We got diggers too! When they had a yard, they would try to dig random areas of the yard. They also dig the couch, and Daddy's leather recliner (!) and occasionally the carpet...despite us shouting "NO DIGGING!"


----------



## dickli (Jun 19, 2012)

I should have seen it coming because I've seen her bed, the couch and the carpet. This was a first for the back yard.


----------



## Tia (Nov 28, 2012)

Can ask if you know of any solution to the digging?? I found Doug in a similar state and a nice whole in the back yard to go with it lol


----------



## HavaneseSoon (Nov 4, 2008)

No solution, just enjoy the fun with your pup.
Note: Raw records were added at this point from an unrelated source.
PR #1082, opened 2017-11-06
[amtool] - Add a new `silence import` command

### LINKED ISSUE #1000: Provide silence backup and restore functionality in amtool cli tool
Since amtool is setup for querying and managing silences it would be great if you could perhaps dump the json output to a file and load it back into the api.

This would be useful when attempting to migrate existing silences to another instance or in the event of disaster recovery.

lebinh:
This command read silences data from a query JSON output and import to
alertmanager. It allows `amtool` to be used as a backup/restore tool for
silences, i.e. fix #1000

Backup / export:

```
amtool silence -o json > silences.json
```

Restore / import:

```
amtool silence import silences.json
```

This adds new silence one by one and will be slow if you have thousands of silences but alertmanager API doesn't allow multiple silences in POST so ¯\\_(ツ)_/¯

### DIFF
--- a/cli/silence_import.go
+++ b/cli/silence_import.go
@@ -9,6 +9,7 @@ import (
 	"github.com/prometheus/alertmanager/types"
 	"github.com/spf13/cobra"
 	flag "github.com/spf13/pflag"
+	"sync"
 )
 
 var importFlags *flag.FlagSet
@@ -35,8 +36,8 @@ func init() {
 	importFlags = importCmd.Flags()
 }
 
-func addSilenceWorker(silences <-chan *types.Silence, errs chan<- error) {
-	for s := range silences {
+func addSilenceWorker(silencec <-chan *types.Silence, errc chan<- error) {
+	for s := range silencec {
 		silenceId, err := addSilence(s)
 		sid := s.ID
 		if err != nil && err.Error() == "[bad_data] not found" {
@@ -50,12 +51,17 @@ func addSilenceWorker(silences <-chan *types.Silence, errs chan<- error) {
 		} else {
 			fmt.Println(silenceId)
 		}
-		errs <- err
+		errc <- err
 	}
 }
 
 func bulkImport(cmd *cobra.Command, args []string) error {
 	force, err := importFlags.GetBool("force")
+	if err != nil {
+		return err
+	}
+
+	workers, err := importFlags.GetInt("worker")
 	if err != nil {
 		return err
 	}
@@ -70,22 +76,31 @@ func bulkImport(cmd *cobra.Command, args []string) error {
 	}
 
 	dec := json.NewDecoder(input)
-
 	// read open square bracket
 	_, err = dec.Token()
 	if err != nil {
 		return errors.Wrap(err, "couldn't unmarshal input data, is it JSON?")
 	}
 
-	silences := make(chan *types.Silence, 100)
-	errs := make(chan error, 100)
-	workers, err := importFlags.GetInt("worker")
-	if err != nil {
-		return err
-	}
+	silencec := make(chan *types.Silence, 100)
+	errc := make(chan error, 100)
+	var wg sync.WaitGroup
 	for w := 0; w < workers; w++ {
-		go addSilenceWorker(silences, errs)
+		go func() {
+			wg.Add(1)
+			addSilenceWorker(silencec, errc)
+			wg.Done()
+		}()
 	}
+
+	errCount := 0
+	go func() {
+		for err := range errc {
+			if err != nil {
+				errCount++
+			}
+		}
+	}()
 
 	count := 0
 	for dec.More() {
@@ -100,28 +115,16 @@ func bulkImport(cmd *cobra.Command, args []string) error {
 			s.ID = ""
 		}
 
-		silences <- &s
+		silencec <- &s
 		count++
 	}
-	close(silences)
 
-	// read closing bracket
-	_, err = dec.Token()
-	if err != nil {
-		return errors.Wrap(err, "invalid JSON")
-	}
-
-	errCount := 0
-	for i := 0; i < count; i++ {
-		err = <-errs
-		if err != nil {
-			errCount++
-		}
-	}
+	close(silencec)
+	wg.Wait()
+	close(errc)
 
 	if errCount > 0 {
 		return fmt.Errorf("couldn't import %v out of %v silences", errCount, count)
 	}
-
 	return nil
 }
--- a/cli/silence_import.go
+++ b/cli/silence_import.go
@@ -1,0 +1,127 @@
+package cli
+
+import (
+	"encoding/json"
+	"fmt"
+	"os"
+
+	"github.com/pkg/errors"
+	"github.com/prometheus/alertmanager/types"
+	"github.com/spf13/cobra"
+	flag "github.com/spf13/pflag"
+)
+
+var importFlags *flag.FlagSet
+var importCmd = &cobra.Command{
+	Use:   "import [JSON file]",
+	Short: "Import silences",
+	Long: `Import alertmanager silences from JSON file or stdin
+
+  This command can be used to bulk import silences from a JSON file
+  created by query command. For example:
+
+  amtool silence query -o json foo > foo.json
+  amtool silence import foo.json
+
+  JSON data can also come from stdin if no param is specified.
+	`,
+	Args: cobra.MaximumNArgs(1),
+	Run:  CommandWrapper(bulkImport),
+}
+
+func init() {
+	importCmd.Flags().BoolP("force", "f", false, "Force adding new silences even if it already exists")
+	importCmd.Flags().IntP("worker", "w", 8, "Number of concurrent workers to use for import")
+	importFlags = importCmd.Flags()
+}
+
+func addSilenceWorker(silences <-chan *types.Silence, errs chan<- error) {
+	for s := range silences {
+		silenceId, err := addSilence(s)
+		sid := s.ID
+		if err != nil && err.Error() == "[bad_data] not found" {
+			// silence doesn't exists yet, retry to create as a new one
+			s.ID = ""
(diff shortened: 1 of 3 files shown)


cli/silence_import.go
```diff
@@ -0,0 +1,67 @@
...
+	var silences []types.Silence
+	err = json.Unmarshal(data, &silences)
+	if err != nil {
+		return errors.Wrap(err, "couldn't unmarshal input data, is it in JSON?")
+	}
+
+	for _, silence := range silences {
+		// reset the ID, otherwise alertmanager API will try to replace an existing silence
+		// this *might* create duplicated silences but that should generally be OK
+		silence.ID = ""
```
Kellel: I think we wan't to avoid duplicate silences if possible. Does the alertmanager API accept posting a new silence with the ID field present?

lebinh: It will accept if the silence ID exists and will replace it with the new one. But if the ID doesn't exist then it will return an error, not found. We can check and only remove ID after receive "not found" error but that will create a lot of extra round trip in the backup / restore use case (as every add will have to check and wait for a not found error first).

lebinh:
Hi @stuartnelson3, @Kellel can you guys help take a look and see if we can merge this PR?

stuartnelson3:
Hey sorry for the long delay, I've been away for the last few weeks and have been behind on reviewing things. I'll take a look at this in the next few days, thanks for your patience!

lebinh:
Sure @stuartnelson3 no problem, thank you for maintaining this.

cli/silence_import.go
```diff
@@ -0,0 +1,67 @@
...
+	Args: cobra.MaximumNArgs(1),
+	Run:  CommandWrapper(bulkImport),
+}
+
+func bulkImport(cmd *cobra.Command, args []string) error {
+	input := os.Stdin
+	var err error
+
+	if len(args) == 1 {
+		input, err = os.Open(args[0])
```
josedonizetti: You need to close the opened fd.

cli/silence_import.go
josedonizetti: Yeah, don't think we should have duplicated silences as well. Maybe skip the import if silence already exist?

stuartnelson3: Since this is for disaster recovery/data migration, I'm assuming maintaining the IDs wouldn't be important (and wouldn't expect there to be any pre-existing silences in the new instance of AM).

cli/silence_import.go
stuartnelson3: This should be added after the `err` is checked below

cli/silence_import.go
```diff
@@ -0,0 +1,67 @@
...
+
+		if err != nil {
+			return err
+		}
+	}
+
+	data, err := ioutil.ReadAll(input)
```
stuartnelson3: `ioutil.ReadAll` will load the entire input into memory. It would be better to process the information as a stream.

See https://golang.org/pkg/encoding/json/#example_Decoder_Decode_stream

stuartnelson3: Actually it ended up being a super easy change:

```go
dec := json.NewDecoder(input)

t, err := dec.Token()
if err != nil {
	return err
}

for dec.More() {
	var s types.Silence
	err := dec.Decode(&s)
	if err != nil {
		log.Fatal(err)
	}

	s.ID = ""

	err = addSilence(s)
	if err != nil {
		msg := fmt.Sprintf("couldn't add silence: %s", s)
		return errors.Wrap(err, msg)
	}
}

t, err = dec.Token()
if err != nil {
	return err
}

return nil
```

cli/silence_import.go
```diff
@@ -0,0 +1,67 @@
...
+	if err != nil {
+		return errors.Wrap(err, "couldn't unmarshal input data, is it in JSON?")
+	}
+
+	for _, silence := range silences {
+		// reset the ID, otherwise alertmanager API will try to replace an existing silence
+		// this *might* create duplicated silences but that should generally be OK
+		silence.ID = ""
+
+		err = addSilence(silence)
```
stuartnelson3: Since this is being done in serial, it will be relatively slow. We can always create a small worker pool (https://gobyexample.com/worker-pools) without much trouble. I'm fine adding it later, but if you want to add it now, feel free.

cli/silence_import.go
```diff
@@ -0,0 +1,67 @@
...
+  amtool silence import foo.json
+
+  JSON data can also come from stdin if no param is specified.
+	`,
+	Args: cobra.MaximumNArgs(1),
+	Run:  CommandWrapper(bulkImport),
+}
+
+func bulkImport(cmd *cobra.Command, args []string) error {
+	input := os.Stdin
```
stuartnelson3: also accepting a json stream on stdin is 👌

cli/silence_import.go
lebinh: I will add a flag to `force` this, it is need as we are running Alertmanager 0.6 and thus cannot update an existing silences. I will keep the silence ID by default as it appear Alertmanager will only update existing one without creating any new silence in that case.

lebinh:
Sorry for the close / re-open as I pushed the wrong commit 😞 
I added a new flag, `force` to remove the silence ID before calling add API. The default behavior, i.e. without `--force`, is to only remove that ID and re-try if we received "not found" error result.

There is also a new flag `--worker` to specify the number of concurrent workers calling Alertmanager API.

lebinh:
Probably worth mention that the`force` flag can also be used to improve speed of import in case of new silences:

```
$ time ./amtool silence import -w 4 silences.json
...
real	0m6.188s
user	0m0.247s
sys	0m0.087s

$ time ./amtool silence import -w 4 -f silences.json
...
real	0m3.549s
user	0m0.218s
sys	0m0.068s
```

The end results (with or without `-f`) are the same but the difference in speed is because we don't have to wait for a network roundtrip of "not found" error and then re-try.

stuartnelson3:
Awesome work! I'll give this a try tomorrow morning.

cli/silence_import.go
```diff
@@ -0,0 +1,127 @@
...
+	dec := json.NewDecoder(input)
+
+	// read open square bracket
+	_, err = dec.Token()
+	if err != nil {
+		return errors.Wrap(err, "couldn't unmarshal input data, is it JSON?")
+	}
+
+	silences := make(chan *types.Silence, 100)
+	errs := make(chan error, 100)
```
stuartnelson3: can you rename this to `errc`?

cli/silence_import.go
```diff
@@ -0,0 +1,127 @@
...
+
+	dec := json.NewDecoder(input)
+
+	// read open square bracket
+	_, err = dec.Token()
+	if err != nil {
+		return errors.Wrap(err, "couldn't unmarshal input data, is it JSON?")
+	}
+
+	silences := make(chan *types.Silence, 100)
```
stuartnelson3: go convention for naming channels is typically to name something and then put `c` after it (to indicate channel). could you change this to `silencec`?

cli/silence_import.go
```diff
@@ -0,0 +1,127 @@
...
+	errs := make(chan error, 100)
+	workers, err := importFlags.GetInt("worker")
+	if err != nil {
+		return err
+	}
+	for w := 0; w < workers; w++ {
+		go addSilenceWorker(silences, errs)
+	}
```
stuartnelson3: These three lines can be updated to help prevent a deadlock:

```go
var wg sync.WaitGroup
for w := 0; w < workers; w++ {
	go func(w int) {
		wg.Add(1)
		addSilenceWorker(silc, errc)
		wg.Done()
	}(w)
}

go func() {
	for err := range errc {
		if err != nil {
			errCount++
		}
	}
}()
```

Check out down below where we `wg.Wait()`, which indicates that all the silence workers are finished, and then we can `close(errc)`.

cli/silence_import.go
```diff
@@ -0,0 +1,127 @@
...
+
+		if force {
+			// reset the silence ID so Alertmanager will always create new silence
+			s.ID = ""
+		}
+
+		silences <- &s
+		count++
+	}
+	close(silences)
```
stuartnelson3: The final piece is here:

```go
close(silencec)
wg.Wait()
close(errc)
```

once we're done sending all the parsed silences, we can close the channel we're ranging over (anything still in the channel waiting to be processed will be processed). from there, we `wg.Wait()` to know all the silences have been created and their errors sent on the error channel, and then we can `close(errc)`.

cli/silence_import.go
```diff
@@ -0,0 +1,127 @@
...
+		return errors.Wrap(err, "invalid JSON")
+	}
+
+	errCount := 0
+	for i := 0; i < count; i++ {
+		err = <-errs
+		if err != nil {
+			errCount++
+		}
+	}
```
stuartnelson3: This code should be removed, it has been placed into the goroutine further up.

lebinh:
Thanks @stuartnelson3 these feedbacks are very helpful as I only started with Go recently. I've updated the PR as suggested.

cli/silence_import.go
```diff
@@ -100,28 +115,16 @@ func bulkImport(cmd *cobra.Command, args []string) error {
...
-		silences <- &s
+		silencec <- &s
 		count++
 	}
-	close(silences)
 
-	// read closing bracket
-	_, err = dec.Token()
-	if err != nil {
-		return errors.Wrap(err, "invalid JSON")
```
lebinh: Removed this as I think it doesn't really make sense to throw an error over JSON format here, the silences are added already at this point.

stuartnelson3: I would actually prefer to keep it in. Even though all the silences have been added, a user should still be informed if they are attempting to use invalid json.

stuartnelson3:
I'll take a look at this tomorrow to confirm it's working, thanks for the work on this

lebinh:
Great! Thanks @stuartnelson3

Hopefully he will outgrow the digging. Dexter used to be a digger in the bed. He outgrew that! Jack does not dig in the bed, but he does dig once in awhile (especially when he was younger)....I don't notice anymore. Maybe, he outgrew it, but he does like to find stuff in the leaves and eat stuff...I can only imagine what he is eating.


----------



## Tia (Nov 28, 2012)

Thanks for that. I have notice him do it inside on one of his beds its quite cute but I do try and encourage some other sort of behaviour when I notice him do it. I don't really want it becomming a regular thing lol


----------



## lfung5 (Jun 30, 2007)

Lol! Too funny! Guilty as charged


----------



## Eddie (Feb 11, 2012)

*Loved the picture, frame it *


----------



## Suzi (Oct 27, 2010)

mamacjt said:


> LOL.....I have a digger too, but like Dory, mine only digs in the bed or on furniture, or in corners. Years ago though I had a small white dog who would ALWAYS dig in potted plants when we were gone and we'd come home to her full of black dirt and dirt all over the living room.


 OMG that would be bad! Maddie only digs to try to barre her treats.


----------



## Lola :) (Nov 20, 2012)

Looks like someone had fun!! Look at that face, too cute!!


----------